Exercise description: Output only how many lines below contain "inflight".

Task input:

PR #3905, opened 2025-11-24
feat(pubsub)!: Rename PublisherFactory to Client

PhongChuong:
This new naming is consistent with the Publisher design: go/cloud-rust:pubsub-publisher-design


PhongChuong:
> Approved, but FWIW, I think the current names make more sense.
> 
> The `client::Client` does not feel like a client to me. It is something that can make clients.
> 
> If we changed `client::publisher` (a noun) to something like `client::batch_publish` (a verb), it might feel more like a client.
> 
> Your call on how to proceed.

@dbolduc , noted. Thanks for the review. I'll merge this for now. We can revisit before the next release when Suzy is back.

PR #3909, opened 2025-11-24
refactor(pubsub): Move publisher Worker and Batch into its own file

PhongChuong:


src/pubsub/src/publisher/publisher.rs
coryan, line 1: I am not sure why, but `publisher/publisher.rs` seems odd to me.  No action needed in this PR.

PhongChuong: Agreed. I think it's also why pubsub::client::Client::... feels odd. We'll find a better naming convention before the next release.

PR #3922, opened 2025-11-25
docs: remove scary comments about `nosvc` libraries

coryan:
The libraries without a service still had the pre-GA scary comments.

==

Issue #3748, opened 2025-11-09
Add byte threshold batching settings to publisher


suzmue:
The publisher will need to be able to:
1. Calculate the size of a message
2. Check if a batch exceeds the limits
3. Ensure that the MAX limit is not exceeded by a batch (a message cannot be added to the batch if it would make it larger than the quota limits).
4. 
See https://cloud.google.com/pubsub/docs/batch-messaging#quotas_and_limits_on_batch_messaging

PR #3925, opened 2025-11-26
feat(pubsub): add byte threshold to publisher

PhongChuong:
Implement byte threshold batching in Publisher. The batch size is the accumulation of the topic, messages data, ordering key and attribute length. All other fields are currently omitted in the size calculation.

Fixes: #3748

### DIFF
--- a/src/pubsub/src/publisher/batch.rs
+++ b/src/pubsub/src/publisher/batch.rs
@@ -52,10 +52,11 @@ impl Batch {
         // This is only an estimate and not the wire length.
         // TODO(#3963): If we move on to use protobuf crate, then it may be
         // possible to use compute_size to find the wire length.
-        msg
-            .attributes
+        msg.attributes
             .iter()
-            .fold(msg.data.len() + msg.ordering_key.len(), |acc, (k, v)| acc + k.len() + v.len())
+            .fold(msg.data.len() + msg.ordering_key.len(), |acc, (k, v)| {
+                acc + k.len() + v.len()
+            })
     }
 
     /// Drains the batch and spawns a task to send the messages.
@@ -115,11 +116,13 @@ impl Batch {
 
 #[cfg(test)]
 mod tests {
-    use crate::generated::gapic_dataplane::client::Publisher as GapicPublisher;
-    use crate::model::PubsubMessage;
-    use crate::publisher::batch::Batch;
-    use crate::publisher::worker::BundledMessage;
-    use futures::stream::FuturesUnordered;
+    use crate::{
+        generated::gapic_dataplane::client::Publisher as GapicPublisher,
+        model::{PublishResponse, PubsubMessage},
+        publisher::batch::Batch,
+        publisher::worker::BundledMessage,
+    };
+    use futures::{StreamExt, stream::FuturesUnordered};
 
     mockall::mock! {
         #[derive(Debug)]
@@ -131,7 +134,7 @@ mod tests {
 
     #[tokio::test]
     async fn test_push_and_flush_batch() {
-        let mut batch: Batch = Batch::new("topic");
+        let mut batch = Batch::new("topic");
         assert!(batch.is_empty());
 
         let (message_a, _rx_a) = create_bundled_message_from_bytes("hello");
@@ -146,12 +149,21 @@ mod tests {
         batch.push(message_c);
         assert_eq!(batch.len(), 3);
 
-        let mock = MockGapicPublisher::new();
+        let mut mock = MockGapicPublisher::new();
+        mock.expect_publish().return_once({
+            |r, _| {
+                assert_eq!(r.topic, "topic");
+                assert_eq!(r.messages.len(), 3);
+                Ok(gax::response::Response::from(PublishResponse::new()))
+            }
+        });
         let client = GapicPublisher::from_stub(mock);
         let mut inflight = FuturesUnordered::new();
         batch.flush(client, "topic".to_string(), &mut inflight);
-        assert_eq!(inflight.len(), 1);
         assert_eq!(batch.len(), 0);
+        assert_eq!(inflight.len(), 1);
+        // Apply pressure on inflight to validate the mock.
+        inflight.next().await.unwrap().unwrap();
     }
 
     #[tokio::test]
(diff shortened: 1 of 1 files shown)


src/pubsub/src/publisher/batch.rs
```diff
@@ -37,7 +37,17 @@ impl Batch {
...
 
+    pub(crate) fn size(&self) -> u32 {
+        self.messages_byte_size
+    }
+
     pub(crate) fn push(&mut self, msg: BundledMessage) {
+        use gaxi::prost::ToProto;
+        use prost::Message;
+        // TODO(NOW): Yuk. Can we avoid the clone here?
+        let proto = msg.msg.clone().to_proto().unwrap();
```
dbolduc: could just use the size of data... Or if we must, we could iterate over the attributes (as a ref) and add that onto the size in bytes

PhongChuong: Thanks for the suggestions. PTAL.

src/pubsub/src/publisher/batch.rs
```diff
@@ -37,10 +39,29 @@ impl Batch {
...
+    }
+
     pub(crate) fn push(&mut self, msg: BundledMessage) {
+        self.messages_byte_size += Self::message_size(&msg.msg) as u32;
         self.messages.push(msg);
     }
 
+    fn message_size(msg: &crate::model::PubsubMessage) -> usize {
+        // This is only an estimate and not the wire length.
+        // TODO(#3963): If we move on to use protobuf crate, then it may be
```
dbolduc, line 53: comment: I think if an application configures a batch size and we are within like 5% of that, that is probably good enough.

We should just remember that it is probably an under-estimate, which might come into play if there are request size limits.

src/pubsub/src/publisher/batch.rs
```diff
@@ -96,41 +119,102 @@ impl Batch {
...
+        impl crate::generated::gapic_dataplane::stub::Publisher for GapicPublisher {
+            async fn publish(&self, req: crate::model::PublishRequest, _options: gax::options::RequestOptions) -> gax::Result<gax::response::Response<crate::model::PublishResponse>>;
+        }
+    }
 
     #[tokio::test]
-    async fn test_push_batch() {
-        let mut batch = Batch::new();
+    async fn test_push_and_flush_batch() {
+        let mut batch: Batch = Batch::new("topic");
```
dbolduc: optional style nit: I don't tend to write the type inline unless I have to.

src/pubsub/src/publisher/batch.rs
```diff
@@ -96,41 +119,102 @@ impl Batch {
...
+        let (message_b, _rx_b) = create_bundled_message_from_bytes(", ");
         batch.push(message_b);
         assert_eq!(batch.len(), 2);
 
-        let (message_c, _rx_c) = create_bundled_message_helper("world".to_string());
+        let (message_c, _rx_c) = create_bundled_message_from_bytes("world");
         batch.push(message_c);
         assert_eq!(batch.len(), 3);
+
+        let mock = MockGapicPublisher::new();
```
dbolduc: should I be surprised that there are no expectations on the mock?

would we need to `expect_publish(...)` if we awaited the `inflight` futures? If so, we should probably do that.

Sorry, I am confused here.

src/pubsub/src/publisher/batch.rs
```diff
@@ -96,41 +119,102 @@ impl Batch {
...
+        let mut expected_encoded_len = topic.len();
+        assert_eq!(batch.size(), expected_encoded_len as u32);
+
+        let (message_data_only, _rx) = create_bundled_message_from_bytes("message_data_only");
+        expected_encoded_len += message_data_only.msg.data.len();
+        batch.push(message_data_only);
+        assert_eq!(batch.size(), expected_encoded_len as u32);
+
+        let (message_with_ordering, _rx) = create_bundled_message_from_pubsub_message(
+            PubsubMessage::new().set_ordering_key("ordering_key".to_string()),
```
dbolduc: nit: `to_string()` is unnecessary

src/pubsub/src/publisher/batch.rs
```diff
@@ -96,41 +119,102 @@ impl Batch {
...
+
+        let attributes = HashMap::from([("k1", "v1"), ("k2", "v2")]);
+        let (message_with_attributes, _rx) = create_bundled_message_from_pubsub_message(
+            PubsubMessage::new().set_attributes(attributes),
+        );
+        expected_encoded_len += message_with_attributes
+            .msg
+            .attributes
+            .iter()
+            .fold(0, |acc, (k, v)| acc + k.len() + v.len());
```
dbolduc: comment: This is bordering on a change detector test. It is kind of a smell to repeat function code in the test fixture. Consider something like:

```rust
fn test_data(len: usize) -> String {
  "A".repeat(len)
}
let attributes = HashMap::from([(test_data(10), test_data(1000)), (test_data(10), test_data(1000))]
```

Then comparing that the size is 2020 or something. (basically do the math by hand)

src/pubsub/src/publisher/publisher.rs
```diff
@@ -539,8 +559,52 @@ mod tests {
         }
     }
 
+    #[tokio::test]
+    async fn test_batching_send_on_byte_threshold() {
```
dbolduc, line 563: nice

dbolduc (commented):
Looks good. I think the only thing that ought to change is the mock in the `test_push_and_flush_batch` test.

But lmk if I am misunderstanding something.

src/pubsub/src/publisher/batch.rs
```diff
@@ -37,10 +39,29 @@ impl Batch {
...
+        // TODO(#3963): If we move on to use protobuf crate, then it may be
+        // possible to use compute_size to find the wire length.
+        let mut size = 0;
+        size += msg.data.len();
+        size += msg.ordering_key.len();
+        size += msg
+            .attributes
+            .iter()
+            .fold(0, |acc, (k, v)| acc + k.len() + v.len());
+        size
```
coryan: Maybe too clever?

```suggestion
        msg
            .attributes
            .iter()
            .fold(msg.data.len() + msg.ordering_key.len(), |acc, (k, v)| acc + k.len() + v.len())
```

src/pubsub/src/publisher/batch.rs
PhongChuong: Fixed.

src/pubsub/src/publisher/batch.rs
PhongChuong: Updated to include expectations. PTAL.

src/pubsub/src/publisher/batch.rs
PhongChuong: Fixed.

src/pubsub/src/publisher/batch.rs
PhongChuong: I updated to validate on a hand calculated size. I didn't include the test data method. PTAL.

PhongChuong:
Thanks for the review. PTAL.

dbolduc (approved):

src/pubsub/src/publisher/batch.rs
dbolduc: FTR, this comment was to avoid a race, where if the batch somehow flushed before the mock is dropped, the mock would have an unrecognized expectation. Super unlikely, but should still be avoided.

...

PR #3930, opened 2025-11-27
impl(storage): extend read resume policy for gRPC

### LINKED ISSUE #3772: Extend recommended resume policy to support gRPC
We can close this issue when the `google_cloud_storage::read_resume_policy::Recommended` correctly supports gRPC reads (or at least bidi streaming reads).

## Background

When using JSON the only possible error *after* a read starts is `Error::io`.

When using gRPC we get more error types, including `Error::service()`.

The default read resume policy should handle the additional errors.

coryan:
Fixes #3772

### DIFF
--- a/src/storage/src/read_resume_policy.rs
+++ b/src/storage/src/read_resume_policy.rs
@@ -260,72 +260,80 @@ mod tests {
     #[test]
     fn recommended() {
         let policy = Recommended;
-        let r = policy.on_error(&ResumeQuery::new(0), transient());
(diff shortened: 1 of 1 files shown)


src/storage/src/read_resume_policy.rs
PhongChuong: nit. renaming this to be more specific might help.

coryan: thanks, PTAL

Result for this task: 7